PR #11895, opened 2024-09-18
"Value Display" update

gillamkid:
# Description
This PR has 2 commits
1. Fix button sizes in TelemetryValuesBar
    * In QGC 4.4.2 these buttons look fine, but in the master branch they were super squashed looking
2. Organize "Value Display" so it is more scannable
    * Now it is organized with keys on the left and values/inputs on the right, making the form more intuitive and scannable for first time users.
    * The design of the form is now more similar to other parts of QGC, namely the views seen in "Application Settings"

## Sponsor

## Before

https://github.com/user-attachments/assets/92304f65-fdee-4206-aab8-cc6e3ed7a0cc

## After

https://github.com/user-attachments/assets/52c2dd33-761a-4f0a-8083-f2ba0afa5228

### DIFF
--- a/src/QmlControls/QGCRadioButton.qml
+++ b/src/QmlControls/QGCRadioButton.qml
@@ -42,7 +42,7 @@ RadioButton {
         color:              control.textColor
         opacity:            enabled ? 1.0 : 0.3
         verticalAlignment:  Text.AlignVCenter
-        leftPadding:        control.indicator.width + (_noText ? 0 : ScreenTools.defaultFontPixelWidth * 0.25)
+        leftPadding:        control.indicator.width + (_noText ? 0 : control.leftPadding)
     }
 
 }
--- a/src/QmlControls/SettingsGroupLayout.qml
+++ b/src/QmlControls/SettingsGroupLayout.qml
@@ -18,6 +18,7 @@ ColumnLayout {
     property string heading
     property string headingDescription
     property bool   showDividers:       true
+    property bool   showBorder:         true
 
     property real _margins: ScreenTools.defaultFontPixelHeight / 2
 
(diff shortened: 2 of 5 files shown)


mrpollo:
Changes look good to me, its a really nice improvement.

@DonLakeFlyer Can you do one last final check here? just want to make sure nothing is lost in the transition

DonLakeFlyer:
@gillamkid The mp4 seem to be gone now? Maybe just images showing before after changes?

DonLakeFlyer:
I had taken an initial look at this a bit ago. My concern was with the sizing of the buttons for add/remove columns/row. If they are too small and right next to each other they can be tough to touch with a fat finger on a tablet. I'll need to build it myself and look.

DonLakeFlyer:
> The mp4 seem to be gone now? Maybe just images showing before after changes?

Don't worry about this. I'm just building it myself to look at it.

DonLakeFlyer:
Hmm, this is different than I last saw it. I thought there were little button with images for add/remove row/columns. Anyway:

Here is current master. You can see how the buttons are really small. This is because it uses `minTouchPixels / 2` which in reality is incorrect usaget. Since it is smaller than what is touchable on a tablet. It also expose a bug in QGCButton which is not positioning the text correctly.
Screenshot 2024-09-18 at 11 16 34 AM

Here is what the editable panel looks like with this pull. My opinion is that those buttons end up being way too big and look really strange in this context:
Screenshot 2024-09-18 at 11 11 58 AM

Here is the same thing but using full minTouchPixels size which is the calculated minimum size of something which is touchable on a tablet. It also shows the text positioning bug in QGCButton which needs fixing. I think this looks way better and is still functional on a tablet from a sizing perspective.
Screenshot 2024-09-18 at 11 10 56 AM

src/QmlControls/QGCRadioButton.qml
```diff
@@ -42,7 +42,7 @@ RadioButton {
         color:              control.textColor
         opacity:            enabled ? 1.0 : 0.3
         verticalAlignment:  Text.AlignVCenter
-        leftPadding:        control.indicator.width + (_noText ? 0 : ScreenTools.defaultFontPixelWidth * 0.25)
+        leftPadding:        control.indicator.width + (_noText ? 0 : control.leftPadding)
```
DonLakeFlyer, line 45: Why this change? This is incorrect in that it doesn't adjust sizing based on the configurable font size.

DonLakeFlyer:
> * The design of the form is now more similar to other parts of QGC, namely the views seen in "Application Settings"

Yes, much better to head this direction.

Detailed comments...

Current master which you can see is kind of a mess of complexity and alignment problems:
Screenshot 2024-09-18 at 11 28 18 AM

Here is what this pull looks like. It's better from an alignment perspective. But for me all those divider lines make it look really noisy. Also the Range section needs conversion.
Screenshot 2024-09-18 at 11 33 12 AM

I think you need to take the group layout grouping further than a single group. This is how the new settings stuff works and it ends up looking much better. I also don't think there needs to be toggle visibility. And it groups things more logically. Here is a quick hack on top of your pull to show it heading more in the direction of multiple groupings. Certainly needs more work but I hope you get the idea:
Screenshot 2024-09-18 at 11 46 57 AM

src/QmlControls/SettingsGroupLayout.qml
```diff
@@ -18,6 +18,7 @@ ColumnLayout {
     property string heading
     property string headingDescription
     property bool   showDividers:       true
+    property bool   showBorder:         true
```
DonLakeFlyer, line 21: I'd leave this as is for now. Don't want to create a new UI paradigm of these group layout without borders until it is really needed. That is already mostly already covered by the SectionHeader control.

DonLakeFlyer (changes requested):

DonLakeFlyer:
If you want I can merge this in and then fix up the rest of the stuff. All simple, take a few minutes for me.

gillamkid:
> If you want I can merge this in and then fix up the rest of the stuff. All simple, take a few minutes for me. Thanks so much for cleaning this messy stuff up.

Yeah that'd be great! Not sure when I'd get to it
++++++++++
*How to complete this task*: Exactly as they appear above, print all the entries.

*Solution to this problem*:
PR #11895, opened 2024-09-18
"Value Display" update

gillamkid:
# Description
This PR has 2 commits
1. Fix button sizes in TelemetryValuesBar
    * In QGC 4.4.2 these buttons look fine, but in the master branch they were super squashed looking
2. Organize "Value Display" so it is more scannable
    * Now it is organized with keys on the left and values/inputs on the right, making the form more intuitive and scannable for first time users.
    * The design of the form is now more similar to other parts of QGC, namely the views seen in "Application Settings"

## Sponsor

## Before

https://github.com/user-attachments/assets/92304f65-fdee-4206-aab8-cc6e3ed7a0cc

## After

https://github.com/user-attachments/assets/52c2dd33-761a-4f0a-8083-f2ba0afa5228

### DIFF
--- a/src/QmlControls/QGCRadioButton.qml
+++ b/src/QmlControls/QGCRadioButton.qml
@@ -42,7 +42,7 @@ RadioButton {
         color:              control.textColor
         opacity:            enabled ? 1.0 : 0.3
         verticalAlignment:  Text.AlignVCenter
-        leftPadding:        control.indicator.width + (_noText ? 0 : ScreenTools.defaultFontPixelWidth * 0.25)
+        leftPadding:        control.indicator.width + (_noText ? 0 : control.leftPadding)
     }
 
 }
--- a/src/QmlControls/SettingsGroupLayout.qml
+++ b/src/QmlControls/SettingsGroupLayout.qml
@@ -18,6 +18,7 @@ ColumnLayout {
     property string heading
     property string headingDescription
     property bool   showDividers:       true
+    property bool   showBorder:         true
 
     property real _margins: ScreenTools.defaultFontPixelHeight / 2
 
(diff shortened: 2 of 5 files shown)


mrpollo:
Changes look good to me, its a really nice improvement.

@DonLakeFlyer Can you do one last final check here? just want to make sure nothing is lost in the transition

DonLakeFlyer:
@gillamkid The mp4 seem to be gone now? Maybe just images showing before after changes?

DonLakeFlyer:
I had taken an initial look at this a bit ago. My concern was with the sizing of the buttons for add/remove columns/row. If they are too small and right next to each other they can be tough to touch with a fat finger on a tablet. I'll need to build it myself and look.

DonLakeFlyer:
> The mp4 seem to be gone now? Maybe just images showing before after changes?

Don't worry about this. I'm just building it myself to look at it.

DonLakeFlyer:
Hmm, this is different than I last saw it. I thought there were little button with images for add/remove row/columns. Anyway:

Here is current master. You can see how the buttons are really small. This is because it uses `minTouchPixels / 2` which in reality is incorrect usaget. Since it is smaller than what is touchable on a tablet. It also expose a bug in QGCButton which is not positioning the text correctly.
Screenshot 2024-09-18 at 11 16 34 AM

Here is what the editable panel looks like with this pull. My opinion is that those buttons end up being way too big and look really strange in this context:
Screenshot 2024-09-18 at 11 11 58 AM

Here is the same thing but using full minTouchPixels size which is the calculated minimum size of something which is touchable on a tablet. It also shows the text positioning bug in QGCButton which needs fixing. I think this looks way better and is still functional on a tablet from a sizing perspective.
Screenshot 2024-09-18 at 11 10 56 AM

src/QmlControls/QGCRadioButton.qml
```diff
@@ -42,7 +42,7 @@ RadioButton {
         color:              control.textColor
         opacity:            enabled ? 1.0 : 0.3
         verticalAlignment:  Text.AlignVCenter
-        leftPadding:        control.indicator.width + (_noText ? 0 : ScreenTools.defaultFontPixelWidth * 0.25)
+        leftPadding:        control.indicator.width + (_noText ? 0 : control.leftPadding)
```
DonLakeFlyer, line 45: Why this change? This is incorrect in that it doesn't adjust sizing based on the configurable font size.

DonLakeFlyer:
> * The design of the form is now more similar to other parts of QGC, namely the views seen in "Application Settings"

Yes, much better to head this direction.

Detailed comments...

Current master which you can see is kind of a mess of complexity and alignment problems:
Screenshot 2024-09-18 at 11 28 18 AM

Here is what this pull looks like. It's better from an alignment perspective. But for me all those divider lines make it look really noisy. Also the Range section needs conversion.
Screenshot 2024-09-18 at 11 33 12 AM

I think you need to take the group layout grouping further than a single group. This is how the new settings stuff works and it ends up looking much better. I also don't think there needs to be toggle visibility. And it groups things more logically. Here is a quick hack on top of your pull to show it heading more in the direction of multiple groupings. Certainly needs more work but I hope you get the idea:
Screenshot 2024-09-18 at 11 46 57 AM

src/QmlControls/SettingsGroupLayout.qml
```diff
@@ -18,6 +18,7 @@ ColumnLayout {
     property string heading
     property string headingDescription
     property bool   showDividers:       true
+    property bool   showBorder:         true
```
DonLakeFlyer, line 21: I'd leave this as is for now. Don't want to create a new UI paradigm of these group layout without borders until it is really needed. That is already mostly already covered by the SectionHeader control.

DonLakeFlyer (changes requested):

DonLakeFlyer:
If you want I can merge this in and then fix up the rest of the stuff. All simple, take a few minutes for me.

gillamkid:
> If you want I can merge this in and then fix up the rest of the stuff. All simple, take a few minutes for me. Thanks so much for cleaning this messy stuff up.

Yeah that'd be great! Not sure when I'd get to it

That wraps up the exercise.